“The Vanishing Half” by Brit Bennett
This book has been a best seller in the States, and justifiably so. It covers an unusual angle of American society, as it follows the lives of twin sisters, Stella and Desiree. The book is about colour as both girls, though of African origin are white, and in the case of Stella, she spends her adult life “passing” as white. They grow up in the Louisiana town of Mallard, which by all accounts does not exist on any map, it is a town where the residents have managed colour, so Desiree’s eventual return causes a stir.

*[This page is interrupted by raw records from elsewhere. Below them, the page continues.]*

PR #41395, opened 2026-06-07
fix(email): use BODY.PEEK[] for IMAP fetch (#41340)

Tranquil-Flow:
## Summary

- Use `BODY.PEEK[]` instead of legacy `(RFC822)` when fetching IMAP messages so iCloud-style servers return the full message literal instead of metadata only.
- Validate the IMAP `FETCH` response shape before reading `msg_data[0][1]`, skipping metadata-only responses instead of crashing with `AttributeError: 'int' object has no attribute 'decode'`.
- Explicitly mark successfully fetched messages as `\\Seen` after `BODY.PEEK[]` to preserve the prior read/unread semantics that `(RFC822)` provided implicitly.
- Log fetch failures with `logger.exception` so future server response-shape problems include stack traces.

Fixes #41340.

## Verification

- `4/5` new regression tests fail on upstream/main before the fix (`BODY.PEEK[]` fetch, explicit Seen marking, BODY.PEEK response extraction, logger.exception). The metadata-only response test documents the swallowed-error behavior and passes before/after because the existing outer handler already returns an empty result.
- `/Users/evinova-self/.hermes/hermes-agent/venv/bin/python3 -m pytest tests/gateway/test_email_body_peek.py tests/gateway/test_email.py -v -o addopts= --tb=short` → `65 passed in 0.44s`
- Branch verified exactly one commit ahead of upstream/main: `git rev-list --left-right --count upstream/main...HEAD` → `0 1`

## Competitor analysis

Open related PRs were reviewed before publication:

- #41382 changes `(RFC822)` to `(BODY.PEEK[])` and adds one fetch-spec test, but misses defensive response-shape validation, explicit `\\Seen` preservation, and `logger.exception`.
- #21987 covers `BODY.PEEK[]` and metadata-only validation, but does not preserve the prior seen-marking behavior requested in #41340 and does not improve exception logging.
- #14939 intentionally preserves unread state, which is a different/older semantics goal and does not cover the #41340 crash contract.

Auto-published by Moonsong via Path B automated pipeline.

PR #21987, opened 2026-05-08
fix(email): fetch iCloud messages with BODY.PEEK[]

timfaner:
## Summary
- Fetch email messages with `BODY.PEEK[]` instead of `RFC822` for better IMAP server compatibility.
- Guard metadata-only fetch responses so the email poller skips them instead of crashing.
- Add regression tests for iCloud-style metadata-only `RFC822` responses and successful `BODY.PEEK[]` fetches.

## Why
Some IMAP servers, notably iCloud (`imap.mail.me.com`), can return only metadata for `UID FETCH (RFC822)` while returning the full message for `BODY.PEEK[]`. This caused Hermes Email gateway polling to see the unseen message but fail to read its body.

Related public reports:
- https://github.com/bradsjm/mail-imap-mcp-rs/issues/1
- https://github.com/Boonanpro/done/pull/53
- https://github.com/Webklex/php-imap/issues/510

## Test plan
- `python -m py_compile gateway/platforms/email.py`
- `python -m pytest tests/gateway/test_email.py -q -o 'addopts='`

PR #98666, opened 2026-08-30
fix(email): retry with BODY[] when RFC822 fetch returns no literal on iCloud

### LINKED ISSUE #98597: Inbound email silently dropped on iCloud: `FETCH (RFC822)` returns no literal
### Summary

On iCloud (`imap.mail.me.com`), `imap.uid("fetch", uid, "(RFC822)")` returns `OK` but with no message literal, so every inbound email is discarded before it reaches the agent. Switching the item to `(BODY[])` fixes it completely. Both are RFC 3501 valid; iCloud only returns a payload for the latter.

### Environment

- Hermes Agent `main` @ `d5632392c7` (still present as of this writing)
- macOS, IMAP account on iCloud (`imap.mail.me.com:993`, TLS)
- Email platform adapter, polling mode

### Where

`plugins/platforms/email/adapter.py:872`

```python
status, msg_data = imap.uid("fetch", uid, "(RFC822)")
```

`status` comes back `"OK"`, and `msg_data` contains no literal. The subsequent parse yields nothing, the UID is added to `_seen_uids`, and the message is never seen again.

The failure is **completely silent**. `status == "OK"`, so no error path is taken, nothing is logged at warning level, and the gateway reports the email channel as healthy — IMAP and SMTP connection tests both pass. From the operator's side the mailbox simply appears to receive nothing, which is indistinguishable from "nobody emailed me." We ran an always-on assistant for a day believing the email channel worked.

### Why CI does not catch it

`tests/gateway/test_email.py:471` stubs the fetch:

```python
mock_imap.uid.return_value = ("OK", [b"1 2 3"])
```

The mock returns a canned payload regardless of which fetch item is requested, so the difference between `(RFC822)` and `(BODY[])` cannot be observed. No test exercises a real server, so no provider-specific behavior is covered.

### Reproduction

1. Configure the email platform against an iCloud account with an app-specific password.
2. Send a message to that address.
3. Observe the poll loop mark the UID seen with no dispatch, no error, and no log line above debug.
4. Change `(RFC822)` to `(BODY[])` and repeat — the message is delivered normally.

### Suggested fix

Use `(BODY[])`, which is what most IMAP clients send and which is equivalent for this purpose:

```python
status, msg_data = imap.uid("fetch", uid, "(BODY[])")
```

Optionally, treat "fetch returned OK but no parseable literal" as a warning rather than a silent skip, and do **not** add such a UID to `_seen_uids` — that would have made this self-diagnosing regardless of provider.

### Workaround

We patch line 872 to `(BODY[])` locally and re-apply it after each `hermes update` (updates stash local changes).

salch-cred:
## Problem (#98597)

On iCloud (`imap.mail.me.com`), `imap.uid("fetch", uid, "(RFC822)")` returns `OK` but with **no message literal**. The existing code marks the UID as seen on any `OK` response (line 886: `self._seen_uids.add(uid)`), then fails on the missing payload — permanently discarding the message even though the server has it.

Both RFC822 and BODY[] are RFC 3501 valid. iCloud only returns a payload for the latter.

## Fix

Restructure the fetch block: extract the literal from RFC822 first. If it's empty/missing, retry with BODY[] before marking the UID as seen. The retry is only attempted when RFC822 returns OK with no literal, minimising the cost (no extra fetch for every server). The UID is still marked as seen after both attempts so a genuinely unparseable response is skipped once rather than retried forever.

Fixes #98597

### DIFF
--- a/plugins/platforms/email/adapter.py
+++ b/plugins/platforms/email/adapter.py
@@ -875,6 +875,25 @@ class EmailAdapter(BasePlatformAdapter):
                         # _seen_uids so the next poll retries it.
                         continue
 
+                    raw_email = None
+                    try:
+                        raw_email = msg_data[0][1]
+                    except (IndexError, TypeError):
+                        pass
+
+                    # iCloud (imap.mail.me.com) returns OK for RFC822 with no
+                    # message literal.  Retry with BODY[] which returns the
+                    # full message as an untagged literal body.  Both items
+                    # are RFC 3501 valid; only the latter returns a payload
+                    # on iCloud (#98597).
+                    if not isinstance(raw_email, (bytes, bytearray)):
+                        status, msg_data = imap.uid("fetch", uid, "(BODY[])")
+                        if status == "OK":
+                            try:
+                                raw_email = msg_data[0][1]
+                            except (IndexError, TypeError):
+                                raw_email = None
+
                     # IMAP fetch can return unexpected structures (e.g. a
                     # single bytes item instead of a list of tuples). Mark the
                     # UID seen once a response arrived (even a malformed one)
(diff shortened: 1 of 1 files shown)


alt-glitch:

Related: #98597 and the earlier BODY.PEEK[] variants #41395 and #21987. This current plugin-adapter change retries BODY[] only after the metadata-only RFC822 response, rather than replacing the fetch unconditionally.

Their childhood was traumatic, and as teenagers, having been forced lo leave school, despite academic promise, they are sent by their widowed mother out to earn their keep. The monotony of their lives propels them to up and leave home, setting off together to New Orleans where they falteringly establish themselves. Stella eventually finding herself secretarial work, while Desiree continues on more menial tasks. Then one day Stella vanishes, moving with her wealthy boss, who she eventually marries. They end up in Los Angeles where they have a daughter, Kennedy, and live a comfortable life as a white family; Stella never disclosing her background to her husband, or over the years to her daughter.
The book opens in 1968 with Desiree returning to Mallard, walking in holding the hand of her daughter, Jude, who is black and therefore stands out in this community. She is escaping an abusive marriage. Mother and child settle back into the family home where her own mother Adele still lives and working as a cleaner; her life unchanged by the sudden departure of her daughters, but she welcomes Desiree back in as though no time has passed. Desiree had herself moved onto Washington D.C. where she worked for the judiciary on fingerprint identification, a role she cannot replicate back in Louisiana, so she finds work in Lou LeBon’s Diner.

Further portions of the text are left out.